→ **EXERCISE**: In the material below, find every line containing "FriendlyErrorsPlugin" and copy that line.

========

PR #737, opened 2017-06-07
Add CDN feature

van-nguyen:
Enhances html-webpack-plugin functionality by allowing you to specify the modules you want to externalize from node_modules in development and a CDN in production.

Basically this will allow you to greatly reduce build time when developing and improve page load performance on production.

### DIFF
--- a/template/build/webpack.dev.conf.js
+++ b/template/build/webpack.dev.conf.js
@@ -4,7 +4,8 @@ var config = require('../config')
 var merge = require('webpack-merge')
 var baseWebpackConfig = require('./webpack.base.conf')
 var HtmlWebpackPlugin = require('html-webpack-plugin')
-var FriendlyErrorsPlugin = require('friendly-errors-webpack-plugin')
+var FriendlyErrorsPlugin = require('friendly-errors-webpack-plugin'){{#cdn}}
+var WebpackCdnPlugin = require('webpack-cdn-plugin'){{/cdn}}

========

→ **OUTPUT OF THE TASK**:
-var FriendlyErrorsPlugin = require('friendly-errors-webpack-plugin')
+var FriendlyErrorsPlugin = require('friendly-errors-webpack-plugin'){{#cdn}}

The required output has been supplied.